Isolated critical points and the Milnor number I was looking at the Wikipedia page of the Milnor number found here, and specifically tried to work through proving for myself one of its stated properties. It mentions the Milnor number is finite if and only if the origin is an isolated critical point.
Now it seems someone gave the proof for this as part of an answer here, but it is going completely over my head. For one, I do not understand the seemingly "obvious" relation how the origin being an isolated critical point implies the radical of the Jacobian ideal $J_f$ to be maximal, and vice versa. Furthermore I also don't quite get why the definition of a radical ideal leads right into $\mu(f) < \infty$. I understand as intersection of prime ideals this must mean there aren't any more prime ideals between $J_f$ and $\mathfrak{m}$ but then what?
 A: Recall the order-reversing bijection between ideals and closed subschemes in an affine scheme given by taking $V(-)$ and $I(-)$. If we have two ideals $I_1,I_2$, then the topological spaces underlying $V(I_1)$ and $V(I_2)$ are the same iff $\sqrt{I_1}=\sqrt{I_2}$.  If the subschemes associated to the Jacobian ideal $J_f$ and the maximal ideal $\mathfrak{m}_0$ inside $\mathcal{O}_{\Bbb A^n,0}$ have the same underlying topological space (the unique closed point of that spectrum), we see that they must have the same radical, and vice-versa.
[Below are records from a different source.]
PR #158, opened 2019-09-01
arash/deriv-bugs-0

arash-fs:
# Description

Changes:
- Markets number
- Slider bullet
- Footer logo navigation
- Trade logo tooltips

## Type of change

-   [x] Bug fix
-   [ ] New feature
-   [ ] Breaking change
-   [ ] Dependency update


src/components/elements/carousel.js
```diff
@@ -28,12 +28,12 @@ const Bullet = styled.button`
     width: 1rem;
     height: 1rem;
     border-radius: 1rem;
+    border: none;
```
mustofa-binary: how does this affect?, i think the issue is fixed in staging

arash-fs: Safari and Edge automatically add shadow to the button's border :D 
So if we haven't any border, we haven't any shadow.
Also, this line fixes the chrome issue when you push mouse down but not release it. 
in this case, you see a half border on the buttons
So it's better to have this one

mustofa-binary: fyi, `border: none` already exists on line 36, changing it to line 31 which is in the same specificity will not make any difference. and if its border: none, we should also delete line 30 border-radius: 1rem, since it wont make any effect.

As the maximal ideal is radical, this means that $\sqrt{J_f}=\mathfrak{m}_0$ is equivalent to the underlying topological spaces being the same, or the Jacobian ideal having an isolated zero at the origin.
To demonstrate that the closed subschemes associated to the maximal ideal and $J_f$ really do determine the same underlying topological space in $\operatorname{Spec}\mathcal{O}_{\Bbb A^n,0}$, let's remember what the points of that space are. The points of $\operatorname{Spec} \mathcal{O}_{\Bbb A^n,0}$ are in bijection with reduced irreducible closed subschemes of $\Bbb A^n$ passing through $0$. $J_f$ having a non-isolated zero at the origin would exactly mean that it vanishes on some positive-dimensional closed subscheme through the origin, which is equivalent to $V(J_f)\subset \operatorname{Spec} \mathcal{O}_{\Bbb A^n, 0}$ containing a point other than the unique closed point of $\operatorname{Spec}\mathcal{O}_{\Bbb A^n,0}$.
Alternatively, from the comments: Suppose $\sqrt{J_f}\neq \mathfrak{m}$. Then by the characterization of the radical of $J_f$ as the intersection of all prime ideals containing $J_f$, we can find a prime ideal $I$ between $J_f$ and $\mathfrak{m}$, that is $J_f\subset I \subsetneq \mathfrak{m}$. Taking varieties of this, we get that $V(J_f)\supset V(I)\supsetneq V(\mathfrak{m})$ where $V(I)$ is some irreducible subvariety properly containing $V(\mathfrak{m})$, the origin. This means that there's some curve through the origin on which $J_f$ vanishes, so the origin is not an isolated zero of $V(J_f)$.
As for why $\sqrt{J_f}=\mathfrak{m}_0$ implies that $\mu_f < \infty$, consider the standard generating set for $\mathfrak{m}_0\subset \mathcal{O}_{\Bbb A^n,0}$ given by $x_1,\cdots,x_n$. Then by the definition of the radical of an ideal, we have that for each $i$, we have there exists an positive integer $e_i$ with $x_i^{e_i}\in J_f$. So the monomials $\prod x_i^{d_i}$ with $0\leq d_i < e_i$ form a spanning set of $\mathcal{O}_{\Bbb A^n,0}/J_f$ as a vector space, which implies it's finite dimensional.
Alternatively, one may use the proof from the comments: $\mathcal{O}_{\Bbb A^n,0}/J_f$ is a $0$-dimensional local ring, which is Artinian. As an Artinian ring over a field is finite-dimensional, this also proves the claim.